Except for Gabaldon and Rowling, I never buy new hardbacks.  Even my beloved Miss Julia series doesn't tempt me to buy the hardback, and when it comes out in paperback, I'll get it from Amazon.  Now I'll get the new ones in Kindle.


----------



## DawnOfChaos (Nov 12, 2008)

Paperbackswap.com, costco, and I love Garage/Yard sales.


----------



## Angela (Nov 2, 2008)

CS said:


> Before you got your Kindle, where did you used to buy your books? (NOT counting regular bookstores)
> 
> For me:
> 
> ...


All of these, plus grocery store, Wal Mart... pretty much any where you find books.


----------



## Linda Cannon-Mott (Oct 28, 2008)

Ditto on all the below. I had books I didn't buy that were swapped with friends, my Mom and sister. They are not happy that I am a Kindleholic.  

Linda


----------



## Gables Girl (Oct 28, 2008)

Ditto,if they sold books I looked and usually bought.


----------



## Scathach (Dec 5, 2008)

I used to do bookmooch,  sometimes I would get books at the local Borders.  I work at a used bookstore/comic shop so sometimes something comes in once in a while that I like.  I prefer science fiction and fantasy, which is something that doesn't come in commonly... no one in this area seems to want to give em up!  But occasionally some kindly person will bring in a truckload of sci-fi/fant. and then I am in first pick heaven.  Too bad the kindle cant do color yet, I would love to be able to read comics on it.  My graphic novel bookshelf is full to the brim right now


----------



## tc (Oct 29, 2008)

Library, online with Amazon and Barnes and Noble.


----------



## Ann in Arlington (Oct 27, 2008)

Wherever I happen to be   

Amazon, BJ's, Borders, Barns & Noble. . . . .my folks house.  O.K.  I don't 'buy' books there, but I all ways prowl around to see what new books might be available for borrowing  

Ann


----------



## Chad Winters (Oct 28, 2008)

Amazon....so I guess nothing has changed


----------



## Leslie (Apr 7, 2008)

Amazon for the vast majority. Airport bookstores when I was traveling. Borders when I am here at home (rare).

L


----------



## Tippy (Dec 8, 2008)

Garage Sales
Used Bookstores
E-Bay
Safeway
Drug Store
Airport
Audible.com

After I am done with books I do one of the following:

1.  Donate to Library in South Dakota - (The county is hurting for $$ and they are not buying any new books
    at the library).

2.  Give them to my friends -- strangers --


----------



## sjc (Oct 29, 2008)

My local library has a used book cart...paperbacks 25 cents Hardbound 50-1.00.  
New:  (Besides Border's) Target, Sam's Club


----------



## Mom of 4 (Oct 27, 2008)

My favorite place was my Mom's house = FREE! 
Then the library bookstore most = $.25
Then Amazon's used sellers
if new release, only paperback, at Costco, Target, etc.

The Kindle is actually costing me money, (except for those AWESOME freebies)
but DH LOVES not seeing DTB all over!


----------



## Mnemosyne (Oct 31, 2008)

Amazon.
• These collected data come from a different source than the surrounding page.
Issue #8216, opened 2026-06-02
Support Splunk HEC-compatible ingestion endpoint


killme2008:
### What problem does the new feature solve?

Consider adding support for a Splunk HEC-compatible ingestion endpoint in GreptimeDB.

# Motivation

[Splunk HEC](https://dev.splunk.com/enterprise/docs/dataapps/httpeventcollector/) is a common HTTP-based protocol for log and event ingestion. Supporting it would make it easier for users to:

* migrate from Splunk
* reuse existing agents, scripts, and pipelines
* integrate GreptimeDB with tools that already support HEC

### What does the feature do?

Support a basic compatible endpoint such as:
```
/v1/splunk/services/collector/event
```
With:

* token-based authentication
* JSON event ingestion
* batched payloads
* basic field mapping for time, host, source, sourcetype, and event
* pipeline supporting

agrawalx:
Hi @killme2008, I'd like to work on this. 👋

I've gone through the existing log-ingestion endpoints (Loki, Elasticsearch, InfluxDB) and the pipeline machinery. A Splunk HEC endpoint fits the same adapter pattern so I'd like to implement it.

## Proposed scope

- `POST /v1/splunk/services/collector/event` (and accept `/services/collector` as an alias)
- `GET /services/collector/health` 
- Batched JSON events
- HEC-shaped responses, e.g. `{"text":"Success","code":0}`

A typical event I'd handle:

```json
{
  "time": 1686931200,
  "host": "web-01",
  "source": "/var/log/nginx/access.log",
  "sourcetype": "nginx",
  "index": "web_logs",
  "event": "GET /api/users 200 12ms"
}
```

Mapping I have in mind:
- `time` -> timestamp column
- `host` / `source` / `sourcetype` -> tag columns
- `event` -> log field (string, or inferred when it's a nested object)
- `index` -> target table name (falling back to a `?table=` query param, then a default)

I'd plan to follow up with `/services/collector/raw` and indexer acknowledgment (`/ack` + channels) in later PRs

## One question before I start : auth

HEC sends `Authorization: Splunk <token>`, but GreptimeDB authenticates `username:password` against a `UserProvider`. For the first PR I'd like to reuse the existing InfluxDB approach.

```
Authorization: Splunk teamA:secretA   ->   user "teamA", password "secretA"
```

The only cost is operators format the token value as `user:pass` . Another approach could be to have a `WatchFileUserProvider` style user -> token mapping file 

[...]

PR #8321, opened 2026-06-17
feat: Add support for splunk HEC endpoints

agrawalx:

Part of #8216.

Adds a **Splunk HTTP Event Collector (HEC) compatible ingestion endpoint**, so existing
Splunk shippers (Vector's `splunk_hec` sink, the OTel Collector `splunk_hec` exporter,
Fluent Bit, etc.) can send logs to GreptimeDB by just changing the URL and token.

**Endpoints** (base path `/v1/splunk`, same convention as `/v1/loki` and `/v1/influxdb`;
the client appends the collector path):

- `POST /v1/splunk/services/collector/event`  events (aliases: `/services/collector`, `.../event/1.0`)
- `GET  /v1/splunk/services/collector/health` health probe (alias: `.../health/1.0`)

gzip request bodies are handled via `RequestDecompressionLayer` (same as Loki).

**How it works**

- **Parsing.** A HEC body is one or more JSON event objects, either concatenated with
  any/no separator or wrapped in a top-level array. A streaming deserializer handles both
  and flattens to a single list of events.
- **Field mapping** per event: `time` -> timestamp, `host`/`source`/`sourcetype` and the
  flat `fields` keys -> tags, `event` (+ any other keys) -> data, `index` ->  table name.
- **Pipeline.** Each event runs through `run_pipeline` with the `greptime_identity`
  default (which flattens a nested `event` object). Overridable per request via the
  `pipeline_name` query param or `x-greptime-pipeline-name` header; a custom pipeline owns
  its own schema.
- **Dynamic tagging.** Identity marks every column `Field`, so we override the metadata
  columns to `Tag` before insert. The insert auto-alter path then adds them to the primary
  key — including brand-new `fields` keys on later writes.
- **Timestamps.** HEC `time` is epoch seconds (optionally fractional); values past ~`1e12`
  are treated as milliseconds; missing/invalid falls back to ingest time.
- **Index -> table name.** Sanitized to a valid table name against the existing
  `NAME_PATTERN` (keeps `-`/`.`/`:`, replaces invalid chars with `_`, fixes the first char);
  empty falls back to `?table=`, then the default `splunk_logs`.
- **Auth.** HEC sends `Authorization: Splunk <token>`; we map the token as `user:pass`
  (split on `:`), reusing the existing InfluxDB `Token`-scheme approach (`Basic` also
  accepted). 
- **HEC response codes:** `0` success, `2` token required, `4` invalid token, `5` no data,
  `6` invalid data, `7` incorrect index, `8` internal; HTTP status mapped from the error.

**Testing**

- Unit tests for the parser (both batch forms), timestamp formats, index sanitization,
  field/tag mapping, and the `Splunk` auth scheme.
- A parser test built from **real captured payloads** of two clients - Vector's
  `splunk_hec` sink and the OTel Collector `splunk_hec` exporter (run in Docker against a
  recording server). They differ on separator, `event` type, and target path, and both
  parse correctly validating the format against real wire output.
- An integration test: real instance + auth -> POST a HEC batch -> query back and assert
  values, assert `host`/`source`/`sourcetype`/`fields` are tags, assert a new
  `fields` key on a later write becomes a tag (dynamic), and assert an invalid `?table=`
  returns code `7`.

**Limitations / out of scope (follow-ups)**

- `/services/collector/raw` (raw-text events).
- Indexer acknowledgment (`X-Splunk-Request-Channel`, `/services/collector/ack`).
- Opaque-token -> identity mapping. Real clients default to a single opaque token (no
  colon), so for now operators must format the token as `user:pass`, or auth fails.

**Compatibility:** purely additive, a new endpoint and new auto-created tables; no
changes to existing APIs, schemas, or data.

## PR Checklist

### DIFF
--- a/src/servers/src/http/authorize.rs
+++ b/src/servers/src/http/authorize.rs
@@ -148,7 +148,11 @@ fn splunk_hec_err(status: StatusCode, code: u32) -> Response {
         4 => "Invalid token",
         _ => "Unauthorized",
     };
-    (status, axum::Json(serde_json::json!({ "text": text, "code": code }))).into_response()
+    (
+        status,
+        axum::Json(serde_json::json!({ "text": text, "code": code })),
+    )
+        .into_response()
 }
 
 fn err_response(err: impl ErrorExt) -> Response {
--- a/src/servers/src/http/authorize.rs
+++ b/src/servers/src/http/authorize.rs
@@ -41,6 +41,7 @@ use crate::http::result::error_result::ErrorResponse;
 use crate::http::splunk::is_splunk_request;
 use crate::http::{AUTHORIZATION_HEADER, HTTP_API_PREFIX, PUBLIC_API_PREFIX};
 use crate::influxdb::{is_influxdb_request, is_influxdb_v2_request};
+
 /// AuthState is a holder state for [`UserProviderRef`]
 /// during [`check_http_auth`] function in axum's middleware
 #[derive(Clone)]
@@ -69,6 +70,7 @@ pub async fn inner_auth<B>(
 
     let query_ctx = query_ctx_builder.build();
     let need_auth = need_auth(&req);
+    let is_splunk = is_splunk_request(&req);
 
     // 2. check if auth is needed
     let user_provider = if let Some(user_provider) = user_provider.filter(|_| need_auth) {
@@ -87,6 +89,14 @@ pub async fn inner_auth<B>(
             crate::metrics::METRIC_AUTH_FAILURE
                 .with_label_values(&[e.status_code().as_ref()])
                 .inc();
+            if is_splunk {
+                // HEC: missing header -> 2 ("token is required"), else 4 ("invalid token").
+                let (status, code) = match &e {
+                    error::Error::NotFoundAuthHeader { .. } => (StatusCode::UNAUTHORIZED, 2),
+                    _ => (StatusCode::FORBIDDEN, 4),
+                };
+                return Err(splunk_hec_err(status, code));
+            }
             return Err(err_response(e));
         }
     };
@@ -111,6 +121,10 @@ pub async fn inner_auth<B>(
             crate::metrics::METRIC_AUTH_FAILURE
                 .with_label_values(&[e.status_code().as_ref()])
                 .inc();
+            // HEC: bad credentials -> 4 ("invalid token", 403).
+            if is_splunk {
+                return Err(splunk_hec_err(StatusCode::FORBIDDEN, 4));
+            }
             Err(err_response(e))
         }
     }
@@ -125,6 +139,16 @@ pub async fn check_http_auth(
         Ok(req) => next.run(req).await,
         Err(resp) => resp,
     }
+}
+
+/// HEC-shaped auth error (`{"text","code"}`) so Splunk clients can branch on `code`.
+fn splunk_hec_err(status: StatusCode, code: u32) -> Response {
+    let text = match code {
+        2 => "Token is required",
+        4 => "Invalid token",
+        _ => "Unauthorized",
+    };
+    (status, axum::Json(serde_json::json!({ "text": text, "code": code }))).into_response()
 }
 
 fn err_response(err: impl ErrorExt) -> Response {
--- a/src/servers/src/http/authorize.rs
+++ b/src/servers/src/http/authorize.rs
@@ -33,13 +33,14 @@ use snafu::{OptionExt, ResultExt, ensure};
 
 use crate::error::{
     self, InvalidAuthHeaderInvisibleASCIISnafu, InvalidAuthHeaderSnafu, InvalidParameterSnafu,
-    NotFoundInfluxAuthSnafu, Result, UnsupportedAuthSchemeSnafu, UrlDecodeSnafu,
+    NotFoundAuthHeaderSnafu, NotFoundInfluxAuthSnafu, Result, UnsupportedAuthSchemeSnafu,
+    UrlDecodeSnafu,
 };
 use crate::http::header::{GREPTIME_TIMEZONE_HEADER_NAME, GreptimeDbName};
 use crate::http::result::error_result::ErrorResponse;
+use crate::http::splunk::is_splunk_request;
 use crate::http::{AUTHORIZATION_HEADER, HTTP_API_PREFIX, PUBLIC_API_PREFIX};
 use crate::influxdb::{is_influxdb_request, is_influxdb_v2_request};
-
 /// AuthState is a holder state for [`UserProviderRef`]
 /// during [`check_http_auth`] function in axum's middleware
 #[derive(Clone)]
@@ -203,10 +204,33 @@ fn get_influxdb_credentials<B>(request: &Request<B>) -> Result<Option<(Username,
     }
 }
 
+fn get_splunk_credentials<B>(request: &Request<B>) -> Result<Option<(Username, Password)>> {
+    let Some(header) = request.headers().get(http::header::AUTHORIZATION) else {
+        return Ok(None);
+    };
+    let (auth_scheme, credential) = header
+        .to_str()
+        .context(InvalidAuthHeaderInvisibleASCIISnafu)?
+        .split_once(' ')
+        .context(InvalidAuthHeaderSnafu)?;
+
+    let (username, password) = match auth_scheme.to_lowercase().as_str() {
+        "splunk" => {
+            let (u, p) = credential.split_once(':').context(InvalidAuthHeaderSnafu)?;
+            (u.to_string(), p.to_string().into())
+        }
+        "basic" => decode_basic(credential)?,
+        _ => UnsupportedAuthSchemeSnafu { name: auth_scheme }.fail()?,
+    };
+    Ok(Some((username, password)))
+}
+
 pub fn extract_username_and_password<B>(request: &Request<B>) -> Result<(Username, Password)> {
     Ok(if is_influxdb_request(request) {
         // compatible with influxdb auth
         get_influxdb_credentials(request)?.context(NotFoundInfluxAuthSnafu)?
+    } else if is_splunk_request(request) {
+        get_splunk_credentials(request)?.context(NotFoundAuthHeaderSnafu)?
     } else {
         // normal http auth
         let scheme = auth_header(request)?;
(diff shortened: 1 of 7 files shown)


src/servers/src/http/splunk.rs
```diff
@@ -0,0 +1,691 @@
...
+        _ => return None,
+    };
+    const MILLIS_THRESHOLD: f64 = 1e12;
+    let nanos = if n >= MILLIS_THRESHOLD {
+        (n * 1000000.0) as i64
+    } else {
+        (n * 1000000000.0) as i64
+    };
+    Some(DateTime::from_timestamp_nanos(nanos))
+}
```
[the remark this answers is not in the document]
agrawalx: Resolved this in next commit. the suggestion is applied directly.

src/servers/src/http/splunk.rs
```diff
@@ -0,0 +1,691 @@
...
+pub(crate) const SPLUNK_API_PATH_NAME: &str = "/v1/splunk";
+/// HEC response code for a healthy collector. Splunk returns
+/// `{"text":"HEC is healthy","code":17}`.
+const HEC_HEALTHY_CODE: u32 = 17;
+
+/// HEC response body `{"text", "code"}`; clients branch on `code`.
+/// `use<>`: the response owns `text`, so capture no lifetimes.
+fn hec_response(status: StatusCode, code: u32, text: &str) -> impl IntoResponse + use<> {
+    (status, axum::Json(json!({ "text": text, "code": code })))
+}
```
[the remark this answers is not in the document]
agrawalx: applied.

src/servers/src/http/splunk.rs
```diff
@@ -0,0 +1,691 @@
...
+            continue;
+        };
+        for col in &mut rows.schema {
+            if tag_columns.contains(&col.column_name) {
+                col.semantic_type = SemanticType::Tag as i32;
+            }
+        }
+    }
+    ContextReq::default_opt_with_reqs(reqs)
+}
```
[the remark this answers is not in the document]
agrawalx: applied the fix and added a regression test to exercise exactly this edge case.

src/servers/src/http/splunk.rs
```diff
@@ -0,0 +1,691 @@
...
+    if !first_ok {
+        out.insert(0, '_');
+    }
+
+    NAME_PATTERN_REG.is_match(&out).then_some(out)
+}
+
+pub(crate) fn is_splunk_request<B>(req: &axum::extract::Request<B>) -> bool {
+    req.uri().path().contains(SPLUNK_API_PATH_NAME)
+}
```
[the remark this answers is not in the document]
agrawalx: Not sure if this is needed

src/servers/src/http/splunk.rs
```diff
@@ -0,0 +1,691 @@
...
+/// Like `ingest_logs_inner`, but retags metadata columns (identity default) before insert.
+async fn ingest_events(
+    handler: PipelineHandlerRef,
+    pipeline: PipelineDefinition,
+    requests: Vec<PipelineIngestRequest>,
+    query_ctx: QueryContextRef,
+    pipeline_params: GreptimePipelineParams,
+    tag_columns: HashSet<String>,
+    apply_tags: bool,
+) -> Result<HttpResponse> {
```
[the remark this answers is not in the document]
agrawalx: applied

src/servers/src/http/splunk.rs
```diff
@@ -0,0 +1,691 @@
...
+    let query_table = params.table.as_deref();
+    let mut by_table: HashMap<String, Vec<VrlValue>> = HashMap::new();
+    let mut tag_columns: HashSet<String> = HashSet::new();
+    for event in events {
+        if let Some((table, map, tags)) = hec_event_to_map(event, DEFAULT_SPLUNK_TABLE, query_table)
+        {
+            tag_columns.extend(tags);
+            by_table.entry(table).or_default().push(map);
+        }
+    }
```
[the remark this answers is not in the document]
agrawalx: done.

src/servers/src/http/splunk.rs
```diff
@@ -0,0 +1,753 @@
...
+        DateTime::from_timestamp(secs, nsecs)
+    }
+}
+
+/// Maps one HEC event to `(table, per-event map, tag names)`: `time`->timestamp,
+/// `index`->table, host/source/sourcetype/`fields`->tags, `event`+rest->data.
+/// `None` if the event isn't a JSON object.
+fn hec_event_to_map(
+    event: VrlValue,
+    default_table: &str,
```
sunng87: Is there a chance we will customize this `default_table`? We can inline `DEFAULT_SPLUNK_TABLE` directly

killme2008:
@agrawalx Thanks. Just got back to work, we'll take a look.

src/servers/src/http/splunk.rs
```diff
@@ -0,0 +1,753 @@
...
+        }
+    }
+
+    // host / source / sourcetype are tags.
+    for key in ["host", "source", "sourcetype"] {
+        if let Some(v) = obj.remove(key) {
+            tag_names.push(key.to_string());
+            map.insert(KeyString::from(key), v);
+        }
+    }
```
sunng87, line 183: I will suggest to put `host`, `source` and `sourcetype` at the beginning of all tags, followed by those customized `fields`

src/servers/src/http/splunk.rs
```diff
@@ -0,0 +1,753 @@
...
+            tag_columns.entry(table.clone()).or_default().extend(tags);
+            by_table.entry(table).or_default().push(map);
+        }
+    }
+    let requests: Vec<PipelineIngestRequest> = by_table
+        .into_iter()
+        .map(|(table, values)| PipelineIngestRequest { table, values })
+        .collect();
+
+    // Bad table name (e.g. invalid `?table=`) -> HEC code 7 ("incorrect index").
```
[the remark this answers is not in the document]
agrawalx: added this in next commit.

src/servers/src/http/splunk.rs
```diff
@@ -0,0 +1,753 @@
...
+#[axum_macros::debug_handler]
+pub async fn handle_event(
+    State(log_state): State<LogState>,
+    Query(params): Query<LogIngesterQueryParams>,
+    Extension(query_ctx): Extension<QueryContext>,
+    headers: HeaderMap,
+    payload: Bytes,
+) -> impl IntoResponse {
+    let events = match parse_hec_events(&payload) {
+        Ok(events) => events,
```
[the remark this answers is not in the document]
agrawalx: added a channel for Splunk

src/servers/src/http/splunk.rs
```diff
@@ -0,0 +1,753 @@
...
+    if !first_ok {
+        out.insert(0, '_');
+    }
+
+    NAME_PATTERN_REG.is_match(&out).then_some(out)
+}
+
+pub(crate) fn is_splunk_request<B>(req: &axum::extract::Request<B>) -> bool {
+    req.uri().path().contains(SPLUNK_API_PATH_NAME)
+}
```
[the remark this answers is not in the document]
agrawalx: changed now. this is still not totally fixed as something like /v1/splunkijk will still pass.

src/servers/src/http/splunk.rs
agrawalx: yep, addressed this in latest commit. its inline now and removed the default_table argument.

src/servers/src/http/splunk.rs
agrawalx: Is this only for better readability? the `ingest_events` calls `run_pipeline` which returns column name in sorted order as `values_to_row` iterates over ObjectMap(a BTreeMap) . 

If host/source/SourceType has to be added in beginning then it would require a change after calling run_pipeline(). changing order here would get overridden when run_pipeline() is called later

sunng87: It's also for performance consideration. The order of tags will decide the physical order of data in parquet files. So we prefer to put most queried tag in the front.

src/servers/src/http/splunk.rs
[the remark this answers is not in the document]
sunng87: Can we match for `/v1/splunk/` ? I guess all splunk endpoints have their own subpath?

src/servers/src/http/authorize.rs
```diff
@@ -86,6 +89,14 @@ pub async fn inner_auth<B>(
             crate::metrics::METRIC_AUTH_FAILURE
                 .with_label_values(&[e.status_code().as_ref()])
                 .inc();
+            if is_splunk {
```
killme2008: What about moving `is_splunk` into this code block? Only detect it when errors happen.


```suggestion
            if is_splunk_request(&req) {
```

src/servers/src/http/authorize.rs
```diff
@@ -110,6 +121,10 @@ pub async fn inner_auth<B>(
             crate::metrics::METRIC_AUTH_FAILURE
                 .with_label_values(&[e.status_code().as_ref()])
                 .inc();
+            // HEC: bad credentials -> 4 ("invalid token", 403).
+            if is_splunk {
```
killme2008: The same suggestion as above.

src/servers/src/http/splunk.rs
```diff
@@ -0,0 +1,758 @@
...
+    transform_ndjson_array_factory(values, false)
+}
+
+/// HEC `time`: epoch seconds (optionally fractional); values past ~1e12 are read as
+/// milliseconds. `None` if absent/unparseable (caller falls back to ingest time).
+fn parse_hec_time(value: &VrlValue) -> Option<DateTime<Utc>> {
+    let n: f64 = match value {
+        VrlValue::Integer(i) => *i as f64,
+        VrlValue::Float(f) => f.into_inner(),
+        VrlValue::Bytes(b) => std::str::from_utf8(b).ok()?.trim().parse().ok()?,
```
killme2008, line 81: Is it possible to be a string?

src/servers/src/http/splunk.rs
```diff
@@ -0,0 +1,758 @@
...
+
+/// Maps one HEC event to `(table, per-event map, tag names)`: `time`->timestamp,
+/// `index`->table, host/source/sourcetype/`fields`->tags, `event`+rest->data.
+/// `None` if the event isn't a JSON object.
+fn hec_event_to_map(
+    event: VrlValue,
+    query_table: Option<&str>,
+) -> Option<(String, VrlValue, Vec<String>)> {
+    let VrlValue::Object(mut obj) = event else {
+        return None;
```
killme2008: Love to add a debug log when it's not a object type.

It's friendly for debugging.

src/servers/src/http/splunk.rs
```diff
@@ -0,0 +1,758 @@
...
+    };
+
+    // Timestamp: HEC `time` is honored first, else ingest time.
+    let ts = obj
+        .remove("time")
+        .as_ref()
+        .and_then(parse_hec_time)
+        .unwrap_or_else(Utc::now);
```
killme2008, line 148: Should we return an error if time can't be parsed?

Current implementation just use `Utc::now` instead.

tests-integration/tests/http.rs
```diff
@@ -1404,6 +1407,268 @@ pub async fn test_metrics_api(store_type: StorageType) {
...
+        false,
+    )
+    .await;
+    assert_eq!(StatusCode::OK, res.status());
+    assert!(res.text().await.contains("\"code\":0"));
+
+    // 2. Rows landed with the right values (proves route + auth + parse + insert,
+    //    and that the default table name is `splunk_logs`).
+    let rows = get_rows_from_output(
+        &query(
```
killme2008, line 1530: Better to select greptime_timestamp too and check its value.

src/servers/src/http/splunk.rs
```diff
@@ -0,0 +1,758 @@
...
+    // host / source / sourcetype are tags.
+    for key in ["host", "source", "sourcetype"] {
+        if let Some(v) = obj.remove(key) {
+            tag_names.push(key.to_string());
+            map.insert(KeyString::from(key), v);
+        }
+    }
+
+    // `event` and any remaining keys are data columns.
+    for (k, v) in obj {
```
killme2008, line 186: Should we verify that `event` exists and isn't empty?

Looks like splunk will not accept event missing:

* `code 12「Event field is required」` when event is not present
* `code 13「Event field cannot be blank」` when event is empty

killme2008 (commented):
Almostly LGTM

Thanks a lot.

src/servers/src/http/splunk.rs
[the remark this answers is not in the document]
agrawalx: Thank you for this suggestion. I will apply

src/servers/src/http/authorize.rs
agrawalx: sure, I will apply the suggestion

src/servers/src/http/splunk.rs
agrawalx: Thanks, I will add a debug log.

src/servers/src/http/splunk.rs
agrawalx: oh, I will add this. I missed these error codes.

src/servers/src/http/splunk.rs
agrawalx: sure, I will change this to a error when time can't be parsed

src/servers/src/http/splunk.rs
agrawalx: actually the String case is already handled in the `Bytes` arm. This is checked in `parse_time_string_number` test.

tests-integration/tests/http.rs
agrawalx: I added assert for greptime_timestamp and turns out there was a bug. the pipeline overrides the time if a `custom_time_index` is not set and all timestamps were getting overriden to Utc::now. Fixed it now by adding a custom_time_index instead of passing none.

src/servers/src/http/splunk.rs
agrawalx: Hi, I have made the change for this but I am not sure if this was the preferred approach. Can you please take a look at my last commit, the added test for this reordering passes but I Have added a function inside operator crate in `insert.rs` which only runs for `splunk` requests. I think this is a better approach than making changes in my `apply_tags` function as then the reordering would run for every batch and it will be O(rows x column) operation. 

my approach -> run the reorder once at the time of table creation. all the subsequent requests which come will be reordered correctly by the mito engine.

killme2008:
@agrawalx There are some typos

https://github.com/GreptimeTeam/greptimedb/actions/runs/28205630897/job/83573295728?pr=8321

src/servers/src/http/splunk.rs
killme2008: @sunng87 Please take a look. I think it's ready to be merged.

killme2008 (approved):

killme2008:
@agrawalx 
Thanks for your contribution!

Amazon owns my soul, seriously.

Nemo


----------



## farmwife99 (Nov 22, 2008)

I live in a very rural area and Wal-Mart is about all we have.
But I have ordered from Amazon things I can't get at Wal-mart. Books and DS games.


----------



## marianneg (Nov 4, 2008)

I also bought most of my books from amazon.  I was also incapable of driving past a Friends of the Library sale without buying at least one $5 grocery bag full of books.  My most recent acquisition prior to getting my Kindle, all of Stephen King's short story collections (except the new one, of course) in library-bound hardback, excellent condition.  Score!


----------



## DeDe (Nov 23, 2008)

I have a Barnes and Noble about 3 miles from my house and stop by about 3+ times per week on my way home to see if there are any new books I must have.  There's a gal there I see a couple times a month that gave me recommendations but I've pretty much exhausted her lists.  

I also sometimes buy from the airport or Target if I see a book I need when I'm there.


----------